目を引きつける紅色のつなぎに、さわやかな翠の帯、虹色にきらめくケープを肩からなびかせ、右でまとめている髪も同色のりぼんでまとめていた。
両手首につけた銀色の鈴と共に、それらは彼女のはつらつとした美しさを際だたせており、見る者にこの場が戦場ではなく舞台であるかのように錯覚させた。
「ああ、ところでエルフィーナさんはどうしてこの大会に?」
なんだか調子が狂わされ、二十一はついそんなことを聞いた。
「うん、私? 私はねー…
…ズバリ! お金目当て!!」
ニッコリ微笑んでそう答えた。
「…ああ、そうなんだー…」
本当に、二十一は苦笑するしかなかった。
「ふふん勘違いしてるわね、賞金なんてケチな物じゃないわよ」
「えっ、賞金じゃないの?」
「…あうー…試合…」
涙を流しながら言った、そんなシュリの発言は無視されてしまっていた。
「だって1試合勝ってもらえるのは1000G、本決戦以降でも3000G、優勝賞金ですら、たったの20000Gよ。ぜーんぜんしけてるじゃん」
「そ、そーかな?」
父親に似ずに倹約家である二十一にとっては、大金だと思えたし、実際そうであったのだが。
「ちっちっち、甘いわよん二十一ちゃん、たった一度の人生ドカンと行かなきゃあ」
「だけど、賞金以外に何か出たかな?」
二十一がその質問をすると、待ってましたとばかりに…
「ふふん、ギャンブルに決まってるじゃない! トトカルチョよ!!
まあ出場選手は、不正防止のために例外をのぞいて賭けることはできないんだけど」
「…うぐぅ、しあいぃー…」
「…例外?」
「つまり、自分に賭けること。これは意気込みとしてオッケーになってるのよ。
いっちゃん最初の私の倍率って、1500倍もあったのよ、1500倍よ、万馬券以上っしょ、星マークよ」
「…ふーん」
「そんでー、全財産の2000G賭けたわけ。…つまり、優勝したら300万ゴールドよ、すごいっしょ!」
かなり興奮気味に、エルフィーナはまくし立てた。
「…たしかにすごいけど…」
「…フフフ、そうね、あくまで優勝したらってこと、できなきゃあ丸損ね…」
シャーーン…
「…でも、とーぜん優勝する自信があるわ…」
シャシャアーーーン…
「…多分準決勝で当たるだろうアスカ選手にも、たとえ相手が魔人であってでも…」
シャン、シャシャーーン…
エルフィーナの動きにあわせて、手首につけている鈴が澄んだ音を響かせる。
「…そして、…とーぜん、あなた…にもね…」
シャアアァァーーーーーン!!
「えっ!?」
シャン…シャンシャン…シャシャーーン…シャン、シャシャアァーーン…
ゆっくりと、エルフィーナが舞を舞い始める。鈴の音をBGMに、虹色にきらめく紅い蝶が舞うように、二十一を中心に円を描くように…
…しなやかに、のびやかに、たからかに、しずかに、ゆるやかに、時にはげしく、時にしっとりと…まさに見事としか言いようのない、すばらしい舞であった。
「こ、これは…」
二十一としては、攻め手以前に手の出しようがなかった、…いや、完全に魅了されてしまっていた。

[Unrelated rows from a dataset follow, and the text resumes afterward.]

PR #939, opened 2024-11-06
Bug fixes and improvements

Huulivoide:
### Cleanup ui/src/types/index.ts
Move actual definitions to sub files, as the index file should not
have any definitions in itself.

### useTypedUrlState: Fix URL synching and Luxon comparison
* Fix expectedSearchRef to include the leading `?` char, so that it
  matches the `search` provided by react-routers `useLocation`.
* areEquals method was originally added in commit [a3c3823], so that
  it could then be used here, and elsewhere. But I had forgotten to
  actually make use of it here. -> Replace `isEqual` with `areEquals`
  in the serialization function, to properly support Luxon DateTimes.

### Fix openOnMap -hooks to not mutate URL on call
`useOpenStopOnMap` and `useShowStopAreaOnMap` -hooks rely on
`useObservationDateQueryParam` -hook to provide the currently active
observationDate for `openMapWithParameters` function. By default
`useObservationDateQueryParam` performs a page navigation to set the
observationDate to the default value if it not already present in the
current page's search string.

`useOpenStopOnMap` is also present on the StopSearch StopTableRow
component, which results in the URL being manipulated in loop, each
loop rewriting the previous iterations query param with new version,
once for each row present in a initial page render of an stop search
result table.

Fixed the hooks, to only read in the current observationDate, never to
set it during render.

### Refactor Pagination component
A more generic externally controlled Pagination component has been
extracted from the previous Pagination component. A new CompatPagination
component has been added in, that wraps around the new Pagination
component, providing it with usePagination-hook based state.

Some functionality has been extracted out of usePagination hook into
another file, so that it can be used in the new Pagination component.
usePagination API has not been changed, it just re-exports some of the
functions previously defined within it.


suvikankare (approved):
:lgtm:

> *[Reviewable](https://reviewable.io/reviews/HSLdevcom/jore4-ui/939#-:-OB4b6noCDhpxxr62QCu:bnfp4nl)* status: 0 of 24 files reviewed, all discussions resolved

PR #965, opened 2024-12-13
Fix KeyHelpers.NonNullableKeys typings

Huulivoide:
* Changed all RequiredKeys, OptionalKeys and NonNullableKeys typings to omit the requested keys 1st. No effect on the type, but makes logically more sense to drop the fields (mark then with type never) and then override those fields, than to 1st make the changes and then merger them with never types.

* NnnNullableKeys did not do what it's docstring said it would. Previously any optional fields were passed trough as optionals, essentially typing the field as having `undefined` as one of the field value types. Now the optional marker is removed and the value in question has to truly be a nonnullable value. `value !== null && value !== undefined`

* As a result of fixing the NonNullabelKeys type, some other types derived with it started breaking code. Stop UPDATE-operation related code has been fixed to allow partial updates, and to not require all of the non-null DB fields. INSERT-operations still use the proper no-nulls type.

- - -
This change is [Reviewable](https://reviewable.io/reviews/HSLdevcom/jore4-ui/965)

### DIFF
--- a/ui/src/components/forms/stop/StopForm.tsx
+++ b/ui/src/components/forms/stop/StopForm.tsx
@@ -11,7 +11,7 @@ import {
   ReusableComponentsVehicleModeEnum,
   ServicePatternScheduledStopPoint,
 } from '../../../generated/graphql';
-import { ScheduledStopPointSetInput } from '../../../graphql';
+import { PartialScheduledStopPointSetInput } from '../../../graphql';
 import {
   CreateChanges,
   EditChanges,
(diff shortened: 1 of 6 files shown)


suvikankare (approved):
> Reviewed 6 of 6 files at r1, all commit messages.
> *[Reviewable](https://reviewable.io/reviews/HSLdevcom/jore4-ui/965)* status: <span>:shipit:</span> complete! all files reviewed, all discussions resolved (waiting on @Huulivoide)

PR #984, opened 2025-01-27
StopPoint StopPlaceRef changes

villepynttari:
Modified saving stop point to set stop place ref from quay instead of stop place (only ref change, no other query changes in this PR)

- - -
This change is [Reviewable](https://reviewable.io/reviews/HSLdevcom/jore4-ui/984)


villepynttari:
Wrong brance

PR #1058, opened 2025-04-10
Small improvements and changes made as part of Stop Form revamp

Huulivoide:
### Handle programmatic map view state transitions
* MapLibre: Subscribe to MoveEnd event. Non animated state changes do not trigger a Move event, only MoveStart and MoveEnd.
* E2E: Launch the browser with Prefer reduced motion option enabled. This disables map animations and simply jumps the map straight to the new view state. Should reduce map related test flakyness.

### Update global CSS styles
* Set textarea to have min-height of 44px instead of forcing the height prop to 44px. input elements still have hard height of 44px.

* Make legend element have identical style as label.

### Preemptively add StopRegistryNamedEntitity form bits.
These were still needed in the initial iteration of for the new Stop creation modal, but were later dropped from the design. But these will be needed when we update the StopArea cration modal in the future. So as to not lose this already written valid code to /dev/null, the files are here now.

### Update gis utility functions
* Allow limiting precision in mapLngLatToPoint.
* Add function overload to getGeometryPoint for better typings.

### Add RequiredNonNullableKeys helper type
Makes the requested keys of the type truly required:
  - Not optional
  - Not null
  - Not undefined

### E2E: Improve map/createRoute tests
Previously the form was filled in pieces: base details and then the priority and validity period were filled in manually afterwards. But the code in charge of filling in the base details also tries to fill in the priority and validity periods. This split resulted in the endDate/indefinite filds to flicker between states, sometimes resulting in test failures.

Now the form is filled-in in one swell swoop.

### Improve the generic Modal component on the Map view
* Allow injecting custom CSS classes to the Header, Body and Footer sections of the modal.
* Allow Heading to receive a complex ReatNode for content as the title "string".
* Instead of having the full content of the modal be scrollable, only apply scrolling to the Body section and keep the Header and Footer always visible.

### Improve <LineRenderLayer> component
* Add support for more paint properties.
* Make types readonly.
* Hoist const data to top level.

### Improve Stop copying
Coder's previous assumption was that one could alter the Quays included in a StopPlace by simply altering the contents of quays field in the mutation payload. But that is not case. Instead on Tiamat's end the quays field is always populated from the DB, and then any new quays are added from the mutation payload or existing ones changes, if there is a QuayInput fragment with a matching ID in the payload. Thus, omitting a Quay from the update payload, does not result in it getting deleted from StopPlace.

Instead to delete a Quay from a StopPlace a special `deleteQuay`
mutation must be called.

### DIFF
--- a/cypress/cypress.config.ts
+++ b/cypress/cypress.config.ts
@@ -1,6 +1,6 @@
 import { defineConfig } from 'cypress';
 import * as tasks from './e2e/utils/tasks';
-import { onLaunchBrowser } from './support/setHeadlessScreenSize';
+import { onLaunchBrowser } from './support/launchBrowser';
 
 // eslint-disable-next-line import/no-default-export
 export default defineConfig({
--- a/cypress/e2e/map/createRoute.cy.ts
+++ b/cypress/e2e/map/createRoute.cy.ts
@@ -96,18 +96,11 @@ describe('Route creation', mapViewport, () => {
           swedishName: 'Test destination SWE',
           swedishShortName: 'Test destination SWE shortName',
         },
+        priority: Priority.Standard,
+        validityStartISODate: '2022-01-01',
+        validityEndISODate: '2025-12-01',
       });
 
-      mapModal.routePropertiesForm.changeValidityForm.setPriority(
-        Priority.Standard,
-      );
-
-      mapModal.routePropertiesForm.changeValidityForm.validityPeriodForm.setStartDate(
-        '2022-01-01',
-      );
-      mapModal.routePropertiesForm.changeValidityForm.validityPeriodForm.setEndDate(
-        '2025-12-01',
-      );
       mapModal.editRouteModal.save();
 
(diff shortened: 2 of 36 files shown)


suvikankare (approved):
> Reviewed 3 of 3 files at r1, 6 of 6 files at r2, 1 of 1 files at r3, 1 of 1 files at r4, 4 of 4 files at r5, 3 of 3 files at r6, 1 of 1 files at r7, 1 of 1 files at r8, 1 of 1 files at r9, 1 of 1 files at r10, 1 of 1 files at r11, 1 of 1 files at r12, 1 of 1 files at r13, 3 of 3 files at r14, 1 of 1 files at r15, 2 of 2 files at r16, 1 of 1 files at r17, 1 of 1 files at r18, 6 of 6 files at r19, all commit messages.
> *[Reviewable](https://reviewable.io/reviews/HSLdevcom/jore4-ui/1058)* status: <span>:shipit:</span> complete! all files reviewed, all discussions resolved (waiting on @Huulivoide)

…エルフィーナの足運び、きらめく汗、目を引く衣装、耳に染み入ってくる鈴の音、風に運ばれてくる香水の香り…それらの全てが二十一の内部に吸い込まれるように、染み込んでいく…
……………
……
…
…シャン!!!
「…はい、おしまい」
「…えっ!!」
はっとするように、二十一の意識が引き戻された。
「くすくす、どうだったかしら?」
「…うん、すごくよかった…ほんとうに幻想的だった…」
二十一が素直に賞賛した。
「ふふふ、ありがと。くすくす…
…でもね、あれはただの舞じゃあないんだ。…儀式とでも言うのかな、私のとっておきの魔法を出すための…ね…」
「…魔法…」
「…そう、…召還魔法って知ってる? あるものを召還するために必要な儀式なの…」
「…召還…」
「…くすくす、そう、召還するの…」
エルフィーナがくすくすと微笑みながら、隣に立つ男性にしなだれかかる。
「えっ、…男…?」
その男の顔には見覚えがあった、どこかで会ったような、それでいていつも見るような…
「…魔王…魔王ランス…父上に似てる…」
…いや、それ以上に、他の何者よりも似ている誰かを知っているはずだ…
「…まさか、…僕に…?」
黒髪、黒目、刀をさした着物装束、どれをとっても二十一にうり二つであった。
「ふふふ、あなたの名前…なんて言うのかしら?」
男のほほを手でなぞりながら、エルフィーナが艶やかに問いかけた。
「…名前、…俺様の名前か?
……無敵。…山本、無敵だ」
そう答えると、ニヤリと笑った。
「なっ!?」
二十一はその名を聞いてギクリとする。…それは、母親に聞いたことのある…自らにつけられたかも知れなかった名前であった。
「くすくす、ですってえ」
にっこりと笑顔を浮かべて、エルフィーナが言った。
「…私の召還するのは、対戦相手のドッペルゲンガー…
…ふふふ、…私の自信、理解してもらえたかな?」
エルフィーナは笑みをくずさずそう告げた…
…勝利を確信した笑みを…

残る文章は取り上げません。